Exploring the heterogeneity of cellular senescence through integrative analysis of bio-image and -omic data
Ebony Watson and Jessica Mar
The Australian Institute for Bioengineering and Nanotechnology, University of Queensland, Queensland, Australia
Advances in imaging technologies have enabled the high-throughput visualisation of biological phenotypes, from the molecular to whole-organism scale. Simultaneously, new computational techniques have emerged, facilitating the precise and objective quantification of such images. These developments present a promising framework, whereby features from images can be integrated with -omics data to explore the molecular drivers of biological phenotypes in innovative and exciting ways.

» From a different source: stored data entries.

PR #7567, opened 2020-04-28
Ignore Search::Errors::Transport::NotFound error when Removing Reactions

mstruve:
- [x] Bug Fix

## Description
Often we will never get a chance to execute an indexing job for a Reaction bc it is destroyed before the job can execute. When it is destroyed however we will still attempt to remove it from Elasticsearch. This PR will ignore `Search::Errors::Transport::NotFound` errors for reactions when removing them like we do when adding them.

## Added tests?
- [x] yes

alt_text

### DIFF
--- a/app/workers/search/remove_from_elasticsearch_index_worker.rb
+++ b/app/workers/search/remove_from_elasticsearch_index_worker.rb
@@ -7,6 +7,8 @@ module Search
     def perform(search_class, id)
       search_class.safe_constantize.delete_document(id)
     rescue Search::Errors::Transport::NotFound => e
+      # Reactions are often destroyed before the indexing job can execute
+      # so we ignore this error when trying to remove them
       return if search_class == "Search::Reaction"
 
       raise e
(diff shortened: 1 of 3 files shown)


app/workers/search/remove_from_elasticsearch_index_worker.rb
```diff
@@ -6,6 +6,10 @@ class RemoveFromElasticsearchIndexWorker
 
     def perform(search_class, id)
       search_class.safe_constantize.delete_document(id)
+    rescue Search::Errors::Transport::NotFound => e
```
atsmith813, line 9: Can we add a comment explaining why we have to do this? Maybe something like:
```ruby
# Reactions are often destroyed before the indexing job can execute so we ignore this error
```
It might help our future selves remember why we did this. Or if we end up having to rescue for other document types, we'll know why for each one.

mstruve: added to both workers actually.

The power of multimodal analysis is particularly applicable to biological ageing, where our understanding of regulatory mechanisms is impeded by the complexity and heterogeneity of many age-associated phenotypes, such as senescence. Senescence is a state of irreversible cell-cycle arrest, induced in response to stressors such as telomere shortening or specific mitogenic signals. This mechanism exists to prevent the proliferation of potentially damaged DNA, however is accompanied by a Senescence Associated Secretory Phenotype, comprised of numerous pro-inflammatory molecules. As the number of senescent cells in a tissue increases, their collective secretions wreak havoc on neighbouring cells, resulting in the many diseases commonly associated with ageing. Clearance of senescent cells in model organisms can reduce or cure these age-associated pathologies, and is therefore an area of considerable interest for the development of clinical treatments.
However despite the ubiquity of senescence throughout the human body, and ageing disorders, it is an extremely dynamic and heterogeneous state. Bio-markers of senescence vary significantly with cell-type, inducing-stressor, and temporally. Here we present the development of a multimodal deep neural network to appropriately integrate several image and -omic data types, each characterising a distinct phenotype from senescent cells induced by different stressors. This model, along with subsequent integrative statistical analyses, will enable the deconvolution of multiple senescence-associated genotype-phenotype interactions. Through predictive classification, the model will also assist in the definition of distinct senescence sub-types, enabling the targeting specificity required to develop effective treatments for senescence.